People were quick to condemn China as a reprobate society unlike our own, pointing to things like the ‘culture of fear left over from the Cultural Revolution’, or the authoritarian state, or the newly enjoyed economics and rampant materialism. There may be some truth to those observations but to suggest that we are somehow substantively different is to be in denial. Similar types of incidents have occurred elsewhere including here in North America.

In April of last year, you may recall hearing on the news about a 31 year old homeless man named Hugo Tale-Yax who was walking down a street in Queen’s, N.Y. at 6:00 AM when he came upon a woman being threatened by a man with a knife. He came to the woman’s rescue only to have the attacker turn on him stabbing him several times. Not only did the assailant then flee but so did the woman! And then, as the surveillance video shows, more than two dozen people, walked by the wounded man as he laid there holding his stomach, groaning in pain. More than one person stopped and rolled him over to see how badly he was wounded and one person even took a picture! But no one helped. Eventually, someone did stop and called an ambulance. But more than two dozen people and 80 minutes had passed by and it was too late for Mr. Tale-Yax who died shortly afterward.
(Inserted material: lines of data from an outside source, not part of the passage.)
Issue #43, opened 2023-06-15
tools: switch to pandoc AST


frasertweedale:
Per SRT discussions, we will switch away from the handrolled document AST to the *pandoc-types* AST.  [*commonmark-pandoc*](https://hackage.haskell.org/package/commonmark-pandoc) provides the *commonmark* integration.

PR #44, opened 2023-06-17
lib/advisories: parse into pandoc AST

frasertweedale:
Instead of our hand-rolled document AST, parse the advisory content into a `Pandoc` document via *commonmark-pandoc*.  Store the `Pandoc` value in the `advisoryPandoc` field.

We continue (for now) to retain the `advisoryHtml` field.  It now displays the raw TOML block instead of a prettier HTML table - a mild regression.  But we expect to remove this field in the future, when we implement full site rendering for the advisory database.

Fixes: https://github.com/haskell/security-advisories/issues/43

### DIFF
--- a/code/hsec-tools/hsec-tools.cabal
+++ b/code/hsec-tools/hsec-tools.cabal
@@ -38,7 +38,9 @@ library
                       containers >= 0.6 && < 0.7,
                       commonmark ^>= 0.2.2,
                       toml-reader ^>= 0.1 || ^>= 0.2,
-                      aeson >= 2
+                      aeson >= 2,
+                      pandoc-types >= 1.22 && < 2,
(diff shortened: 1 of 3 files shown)


code/hsec-tools/hsec-tools.cabal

In commenting on little Yueyue’s tragic end, people have been referring to the ‘bystander effect’ but the ‘bystander effect’ doesn’t really apply either in her case or in Hugo’s. The ‘bystander effect’ suggests that the likelihood of anyone helping someone in need drops as the number of ‘bystanders’ rises. It is believed that the numbers create a kind of ‘diffusion of responsibility’. But, in both of the above cases, there were no crowds standing and watching. They were passers by who had nothing but their own conscience to guide them. There was no opportunity for a ‘diffusion of responsibility’, only an absence of it altogether! And such was also the case when Jesus, who was the first one on record to profile the ‘Passerby Effect’, reported on the case of the Good Samaritan (See Luke 10:25-37)

In each of these cases - Yueyue, Hugo, and the unnamed man on the Jericho road so many years ago - people didn’t stand there in a crowd, frozen in some kind of state of ‘diffused responsibility’ (not that this is acceptable either). One by one, they walked by … around … over… the helpless victim lying there in pain, without lifting even one finger to offer any kind of help or care. So, if the ‘Bystander Effect’ is attributable to ‘diffused responsibility’, how do we explain this?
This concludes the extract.